In October 2024, the Division I Council reduced transfer windows in football and basketball to a total of 30 days. For FBS and FCS football, the fall window opened for 20 days, starting on the Monday after FBS conference championship games. Participants in postseason play (Note: The College Football Playoff and bowl games in FBS, and the playoffs and Celebration Bowl in FCS.) had a 5-day window that opened on the day after each team's final game. A 10-day spring window opened in mid-April. In men's and women's basketball, a single 30-day window opens on the day after the second round of each Division I tournament concludes. The existing exceptions regarding head coaching changes, a loss of athletic aid, or the discontinuation of a team remained in place.
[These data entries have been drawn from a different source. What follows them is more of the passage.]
PR #451, opened 2020-05-25
Allow GET params in /blob calls.

black-puppydog:
This allows blobs to load when the blob reference in the markdown has
`?contentType=image/jpeg` or similar hints attached.
It does so by simply removing the GET parameters from the URL though.
It would be a bit nicer to actually use those hints to set the right
HTTP response headers, but somehow koa keeps ignoring / overwriting (?)
the manually-set `Content-Type` headers, so this has to do for now.


black-puppydog:
Test message: `%VeiuOtgOpA7yzzCFvoli6H19NQ2DRx/LJ4lPssi1nLk=.sha256`

christianbundy:
And this one too!

PR #461, opened 2020-10-08
Add absolute post time as tooltip to timestamps.

black-puppydog:
Oh, so Christian's birthday was "1y ago"? But when *exactly* was that?
Hover the timestamp to find out! :)

Needing to know the exact time something was posted.

A tooltip over the UI element that shows the relative time. It's a classic pattern I guess?

### DIFF
--- a/src/views/index.js
+++ b/src/views/index.js
@@ -334,7 +334,10 @@ const post = ({ msg, aside = false }) => {
   );
 
   const { name } = msg.value.meta.author;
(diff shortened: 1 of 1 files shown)


black-puppydog:
@christianbundy or @cblhg or whoever: this is passing now. just didn't have the prettier hook set up on this machine...

christianbundy:
Beautiful, thanks for adding this! :tada:

PR #462, opened 2020-10-19
Post preview with blobs and mentions

cryptix:
This PR contains the outcome from `%9NXKauuXCgJCHUaIXFGbpnXucAmvZ0QyQFJOAzURspc=.sha256`: @cblgh & @cryptix's sprint to add **[post previews](https://github.com/fraction/oasis/issues/67)** and **[blob uploads](https://github.com/fraction/oasis/issues/265)** to the post composer. Next to those two big features @cblgh also implemented a variety of visual tweaks, including a more concise thread rendering, and we found enough time to improve the [`@mention`](https://github.com/fraction/oasis/issues/47) suggestion feature.

As such we think it should:
* closes #47
* closes #67
* closes #256

### Post preview
Screenshot_2020-10-19 Publish - Oasis

This is the preview flow we implemented. If you mention someone, and the match is ambiguous we show all the probable matches as cards, with a prepared markdown link that can be copied into the text. This is less complex and than an initial idea we had (which made use of `<input type:radio>` for each name).

### Thread view
oasis-threads1

Posts now stick together much closer. We think it makes it clearer what is a conversation with replies compared to the latest or popular view where it's just a list of (unrelated) posts.

## Miscellaneous 
**re oasis-desktop:**
Apart from one [weird bug](https://github.com/fraction/flotilla/pull/3#issuecomment-711822213) in the database server, it all went quite swell.. but that one is a bit _frightning_ as cryptix couldn't figure out where it's comming from. The TL;dr for that one is: it randomly stopped showing names and avatar images for (some) people..

Our current bit-sized summary action plan is: make a release with just the new features (as non of that requires updating the database) and make a -beta release with most recent dependencies to test this further.

**A Blobby Caveat**
A caveat with the current blob upload is that, after a file has been attached, the preview needs to be rendered (by clicking the _Preview_ button) before anything is visible in the composer. This can be slightly confusing. The alternative would be to rely on the browser native file input, which is notoriously hard to style.

**other nice things**
* Blobs use the correct markdown link based on the mime-type (i.e. supports `video:...` and `audio:...`)
* Blob uploads are possible in all views that public posts can be composed (the publish, comment, and subtopic views) 
* Exif location data is stripped from blob uploads
* We planned to use [ssb-blob-files](https://github.com/ssbc/ssb-blob-files/issues/16) for the exif stripping but ran into problems with it. This would be a nice follow-up for private-blobs, tho.
[...]

PR #465, opened 2020-11-11
Fix tests and remove workaround

christianbundy:

Problem: Recently there was a PR [0] merged with a quickfix to avoid
some test failures, which is something I've been trying to avoid. While
`process.exit()` works fine, I'm worried that it means we don't
understand what's happening under the hood, *plus* I have the [maybe
unjustified?] worry that it might kill the process during a database
write or something dangerous. It looks like this particular test hang
was caused by both a stream and some number of intervals that were left
open.

Solution: Provide a way to close the stream and intervals in `index.js`
and ensure that we do that before closing the server.

[0]: https://github.com/fraction/oasis/pull/462

cc: @cryptix @cblgh @black-puppydog @cinnamon-bun

### DIFF
--- a/src/models.js
+++ b/src/models.js
@@ -4,6 +4,7 @@ const debug = require("debug")("oasis");
 const { isRoot, isReply: isComment } = require("ssb-thread-schema");
 const lodash = require("lodash");
 const prettyMs = require("pretty-ms");
+const pullAbortable = require("pull-abortable");
 const pullParallelMap = require("pull-paramap");
 const pull = require("pull-stream");
 const pullSort = require("pull-sort");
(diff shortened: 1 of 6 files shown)


src/models.js
```diff
@@ -306,6 +258,70 @@ module.exports = ({ cooler, isPublic }) => {
         })) || "";
       return raw;
     },
+    // This needs to run in the background but also needs to be aborted
+    // in index.js when the server closes. There's also an interval that
+    // needs to be cleared. TODO: Ensure that there's never more than
+    // one interval running at a time.
+    _startNameWarmup() {
+      const abortable = pullAbortable();
+      let intervals = [];
```
black-puppydog, line 267: I think the only thing I don't understand about this patch is this change, to have a *list* of intervals...

christianbundy: Potential problem: I didn't see any code that ensures that we only have one interval running at a time. I _think_ that the 'sync' events happen every time we're up-to-date, which gives me the impression that we might have multiple intervals active at once? I don't know, didn't have time to test but also *really* didn't want to miss any of these things.

Happy to merge an improvement removing the list if we can be sure there's only one interval active at a time.

black-puppydog: okay so after looking at this a bit harder.... I think I see why you made this into a list of intervals. you're expecting `msg.sync` to be `true` more than once?
If that's the case, then that should have already been the case before, no? 

What I don't see in your code though is something that would ever remove an interval id from the list again. 
Shouldn't the code that's triggered by the interval remove it from the list again?

christianbundy: > If that's the case, then that should have already been the case before, no?

Yep, exactly. Previously this interval wasn't being cleared, which is one reason why the tests hung forever -- this clears the intervals, but since I'm not sure how many there are then I'm double-checking to make sure there can't be more than one.

(This could also be accomplished with an `if`.)

> What I don't see in your code though is something that would ever remove an interval id from the list again.

Like this, or do you mean something else?

https://github.com/fraction/oasis/pull/465/files#diff-a19725de73a858e12dc293aef7c29e8d9d107497643f2c65175ab0064d804665R321

black-puppydog: That clears the interval, yes. But the integer (?) referencing this interval will still be held in the `intervals` variable, no?

black-puppydog: (sorry if I'm wasting your time. I haven't used these before, not really, and I'm just going by what I find in MDN)

christianbundy: That's right! But this only happens when the Oasis closes so we don't need to worry about removing items from memory. If we were clearing items every few minutes or so, you're absolutely correct that this would cause a memory leak. I'd be happy to merge a PR improving this to do it a different way, I mostly just want to fix up the tests.

black-puppydog: No, just checking that I understand what's happening. Clearing up a few bytes just before exit seems... non-prioritary :P

christianbundy:
Self-merging.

Almost exactly a year later, Division I adopted more significant changes to the football transfer portal for both FBS and FCS. The previous two windows were abolished and replaced by a single window that opens from January 2–16. Participants in the College Football Playoff National Championship—the only game in FBS or FCS played after the closure of the new window—receive a 5-day window that opens on the day after that game. The window for players undergoing a head coaching change was also reduced. A new window of 15 days opens five calendar days after the hiring or public announcement of a new head coach. Should a school fail to hire or publicly announce a new head coach within 30 days after the previous coach's departure, the window will open on the 31st day after departure, provided that the 31st day is no earlier than January 3. This particular window, also open for 15 days, may open at any time before June 30. No change was announced to the exceptions for those affected by a loss of athletic aid or the discontinuation of a team.
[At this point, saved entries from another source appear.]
Issue #466, opened 2020-11-11
Cannot post a mention-like text without it actually becoming a mention


black-puppydog:
## What's the problem you want solved?

This happened in `%zfgm5l/INLI9Nggn7hzniQjzr2mr2aC9korQ/UpARTQ=.sha256`:
I tried to post this text:

```terminal
daan@hermes ~/code/patchwork 🦆127» npm ci                                                                                                                                                         master|✚1 16:46
npm ERR! code 1
```

The mentions flow made it into this:

```terminal
daan[@hermes](@hoSvAN2VxIumAjQp1jY7F4ZBujATFuKOgBtYEIXJc6o=.ed25519) ~/code/patchwork 🦆127» npm ci                                                                                                                                                         master|✚1 16:46
npm ERR! code 1
```

There are IMO two issues with this, but I think they may be worth thinking about together first, and breaking them up later:

1. This was clearly a false-positive. Arguably, code fragments rarely need mentions.
2. I noticed this before posting, but the UI didn't actually allow me to fix it by hand. I removed the matched mention, but then "Preview" re-introduced it. So I was left with hitting "Publish" which then published the message with the wrong mention.

## Is there a solution you'd like to recommend?

1. Don't match mentions in code (inline or block)
2. Provide some way of previewing/publishing a hand-fixed version.

cblgh:
1 is very doable (one approach: refine regex to not match inline code, temporarily splice out code blocks from text & reintroduce after matching mentions)

2 i have no suggestions for / feels difficult

i probably won't get to this for a while, so anyone else is most certainly free to prod it 🖤

christianbundy:
Another take on 1:

1. Markdown -> HTML -> DOM (jsdom/etc)
2. Walk the DOM and make substitutions, avoid making substitutions inside `code` or `pre` (or `img src` or whatever)
3. DOM -> HTML  -> Markdown

christianbundy:
Another option: weirder syntax.

Example: `<@christian>`

Sure, this isn't a Good Solution in that it doesn't solve for `<pre>` or `<code>` elements, but it's also a hell of a lot less likely to happen randomly. What do y'all think? :man_shrugging:

christianbundy:
I'd really love to get this quickfixed before the next release, what do y'all think the easiest solution is here? Also, does this mean that email addresses get replaced?

christianbundy:
[...]

PR #469, opened 2020-11-21
Use stricter regex for @mention match

christianbundy:

Problem: You can't publish email addresses or user@host combos or
anything like that because the regex is super liberal in what it
matches.

Solution: Ensure that the first word in a message is a mention *or*
ensure that there's whitespace before a mention. This also adds a
regex101 link (in lieu of proper testing, for now) which makes this
easier to test and track over time.

---

See-also: https://github.com/fraction/oasis/issues/466

### DIFF
--- a/src/index.js
+++ b/src/index.js
@@ -158,14 +158,16 @@ const preparePreview = async function (ctx) {
   // This matches for @string followed by a space or other punctuations like ! , or .
   // The idea here is to match a plain @name but not [@name](...)
   // also: re.exec has state => regex is consumed and thus needs to be re-instantiated for each call
-  const rex = /(?!\[)@([a-zA-Z0-9-]+)([\s.,!?)~]{1}|$)/g;
-  //                                  ^ sentence ^
-  //                                   delimiters
+  //
+  // Change this link when the regex changes: https://regex101.com/r/j5rzSv/2
+  const rex = /(^|\s)(?!\[)@([a-zA-Z0-9-]+)([\s.,!?)~]{1}|$)/g;
+  //                                        ^ sentence ^
+  //                                         delimiters
 
   // find @mentions using rex and use about.named() to get the info for them
   let m;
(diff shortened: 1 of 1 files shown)


christianbundy:
cc: @cblgh

cblgh:
cant access regex101 atm, but the additional strictness (start of line or space character) looks good!

black-puppydog:
Yes, this looks useful! Even if it's not 100% and we'd still want to do other things, I'd want this.

black-puppydog (approved):

christianbundy:
THANKS! Please merge whenever @black-puppydog.

black-puppydog:
image

waiting to do one more test right now :P

black-puppydog:
one day the good people at github will allow us to select "semi-linear" merging aka "rebase and merge with merge commit". `*`sigh`*`

christianbundy:
what's the problem with a regular `git merge`?

black-puppydog:
https://github.com/isaacs/github/issues/1017
I think this one explains it well.

git history diagrams

black-puppydog:
It's a bit of a soapbox of mine. I've been drilling engineers at work to pay attention to the commit logs, because they're so damn useful for regression debugging.

christianbundy:
> I've been drilling engineers at work to pay attention to the commit logs, because they're so damn useful for regression debugging.

I couldn't agree more! But this is usually why I *hate* rebase-centric workflows, because they mutate commits and obfuscate what the real tree was during a PR. For example, maybe this PR only works with the `package-lock.json` from yesterday, and one of the new PRs that were just merged actually broke this commit -- if we use *any* rebase we're likely to mutate the history so that it looks like this commit seems like the broken one (instead of showing that it was on a branch that was fine because it had another parent).

Would love to discuss this with you, because I also feel very strongly about dev workflows. Maybe we should find another place to discuss tho? :laughing:

PR #906, opened 2020-09-26
Add unlimitedStorage to ext manifest

kennethtran93:
For the future.

This will also pave the way for some form of browser sync.

### DIFF
--- a/extension/manifest.json
+++ b/extension/manifest.json
@@ -46,6 +46,7 @@
     "notifications",
     "storage",
     "tabs",
+    "unlimitedStorage",
     "<all_urls>"
   ],
   "manifest_version": 2,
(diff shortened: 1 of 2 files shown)


ke-d (commented):
We should probably wait until there is an actual code that uses this permission

kennethtran93:
> We should probably wait until there is an actual code that uses this permission

That is true.  Note that storage.local only allows ~5 MB (5,242,880 bytes).  While my current lists amount to just over 25kb, others may have more, especially if they have heavily configured it (e.g. those what do both the main domain and the wildcard subdomains at the same time) and/or have a rather large activity log (though we do truncate it to the last 10 entries).  In addition, Chrome has that hard limit, but Firefox has yet to cap it yet.

This may probably come into effect if I were to try and implement a history/internal backup function through a combination of storage.local and storage.sync (both browsers have a hard limit of ~100 kB (102,400 bytes) and cannot be increased through unlimitedStorage).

== Impact on high school recruiting ==
Effective July 1, 2025, the NCAA Division I Board of Directors implemented new DI roster limits following the court-approved House settlement. Additionally, according to the NCAA, "NCAA rules for Division I programs will no longer include sport-specific scholarship limits."
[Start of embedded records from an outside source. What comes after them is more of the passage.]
PR #941, opened 2020-10-24
Validation for revised expressions.

### LINKED ISSUE #120: Search whitelist when typing

### LINKED ISSUE #849: [BUG]  No warning about commas or multiple domains in expressions through existing rule
**Describe the bug**

I misunderstood https://github.com/Cookie-AutoDelete/Cookie-AutoDelete/pull/652 and moved multiple domains to the same existing rule. There was no warning that the rule was invalid.

**To Reproduce**

1. Replace an existing rule with `example.org, example.com`

**Expected behavior**

The user should be told that this rule is invalid.

 - OS: Windows 10
 - Browser Info: Firefox 79
 - CookieAutoDelete 3.5.0

### LINKED ISSUE #850: [BUG]  Wrap long expressions
**Describe the bug**

If you add a long regex to your list of expressions, it breaks the layout of the settings page and the extension popup.

**Expected behavior**
Lengthy strings should be wrapped.

**Screenshots**

wrap

**Your System Info:**

 - OS: Windows 10
 - Browser Info: Firefox 79
 - CookieAutoDelete 3.5.0

kennethtran93:
This adds validation for editing existing expressions on the Expression Table.  Resolves #849.

Note:  This is only when editing expressions, NOT applied (yet) to adding new expressions.

This only covers the more common items such as:
- Validating Regex
- Checking for Start AND End Slash for Regex
- If not Regex:
  - slash is found at beginning or end.
  - comma is found (only allowed in Regex)

If there are other validations I should do please let me know.

This also moves the reset/save buttons to the bottom of the input field and makes them larger.

image

image

Since the first commit, the following items have been added/adjusted:
- Wrapping Long expression domains through textarea to almost mimic the size of the input field.  Resolves #850.
- Shift+Enter to add to GreyList on active list.
- Validate New Expressions from manual input as well as from file import.
- Fixed crash when having a `\` at the end of a search string.

Peek 2020-10-26 22-45

### DIFF
--- a/src/ui/common_components/ExpressionTable.tsx
+++ b/src/ui/common_components/ExpressionTable.tsx
@@ -147,7 +147,7 @@ class ExpressionTable extends React.Component<
       expressionColumnTitle,
       emptyElement,
     } = this.props;
-    const { editMode, id, expressionInput, invalid } = this.state;
+    const { editMode, id, invalid } = this.state;
     const expressions =
       this.props.expressions === undefined ? [] : this.props.expressions;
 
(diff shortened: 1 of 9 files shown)


src/ui/common_components/ExpressionTable.tsx
```diff
@@ -88,6 +99,45 @@ class ExpressionTable extends React.Component<
...
+    this.editInput = undefined;
+  }
+
+  public validateEdit(): boolean {
+    if (!this.state.editMode || !this.editInput || !this.state.id) return false;
+    const inputTrim = this.state.expressionInput.trim();
+    if (!inputTrim) {
+      return this.setInvalid(browser.i18n.getMessage('inputErrorEmpty'));
+    }
+    if (inputTrim.startsWith('/') && inputTrim.endsWith('/')) {
```
ke-d: Hmm this seems like something you should probably unit test to verify the results.

ke-d (changes requested):

src/ui/common_components/ExpressionTable.tsx
kennethtran93: Moved to a function in LIbs to allow validation from List of Expressions (new input) as well.

ke-d (approved):

PR #971, opened 2020-11-20
Update README.md

zero77:
Related to:
https://github.com/Cookie-AutoDelete/Cookie-AutoDelete/discussions/949

### DIFF
--- a/README.md
+++ b/README.md
@@ -14,6 +14,19 @@ Control your cookies! This extension is inspired by [Self-Destructing Cookies](h
 - Easily see the number of cookies for a site
 - Support for Container Tabs (Firefox 53+ only)
 
+| Cleanable Data       | Support     | Reference     |Known Issues     |
+| :------------- | :----------: | :-----------: |:-----------: |
+|  Cookies | Yes   |     |
+| Local Storage   | Yes |  [See Supported Browser Versions](https://github.com/Cookie-AutoDelete/Cookie-AutoDelete/wiki/Documentation#enable-localstorage-support)  | |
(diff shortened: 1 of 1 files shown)


zero77:
Have i missed anything.

kennethtran93:
Great start.  Perhaps add in a column for Firefox users i.e. `Per Container (contextual identities)` and could put yes to relevant ones with an asterisk `*` to link to a note regarding cross-container issues for non-cookie items?

zero77:
> Great start. Perhaps add in a column for Firefox users i.e. Per Container (contextual identities).

Would contextual identities, be ok as a column header.

> Could put yes to relevant ones with an asterisk * to link to a note regarding cross-container issues for non-cookie items?

I was expecting that any related issues would be added to Known Issues.

Also, does this mean some of the Cleanable Data types are not out of scope and being considered.
If so i will change "Out Of Project Scope" to something like under revue.

kennethtran93:
> Would contextual identities, be ok as a column header.

Probably Containers would be better as it is more of a user term, while `contextualIdentites` is more of a backend/coder term.

> 
> > Could put yes to relevant ones with an asterisk * to link to a note regarding cross-container issues for non-cookie items?
> 
> I was expecting that any related issues would be added to Known Issues.

Good point.  Yes do that then.  It is more of a browser limitation at this time than from CAD end.

> Also, does this mean some of the Cleanable Data types are not out of scope and being considered.
> If so i will change "Out Of Project Scope" to something like under revue.

I suppose.  You can put them all as **not implemented until cleanable by hostname** or something to that effect.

As a result, many top Division I programs, especially those in power conferences, are relying heavily on the transfer portal to bring in conference- and national-level student-athletes. This shift in recruiting focus has already been exemplified across Division I men's and women's track and field especially, beginning in the recruitment cycle for 2025 college entries. Track and field coaches formerly managing rosters of 120-plus (60-plus men and 60-plus women) are now limited to 45 per side for a total of 90 roster spots across men's and women's track and field, meaning they are recruiting fewer student-athletes out of high school and more immediately impactful scholarship-worthy student-athletes via the transfer portal. Roster limits for track and field teams are even more stringent in the Southeastern Conference (SEC): 35 men and 35 women.

For high school track and field athletes seeking opportunities with top DI programs, they no longer need to display potential to be point-scorers, but demonstrate the ability to contribute immediately, often by competing at a level aligned with conference scoring standards.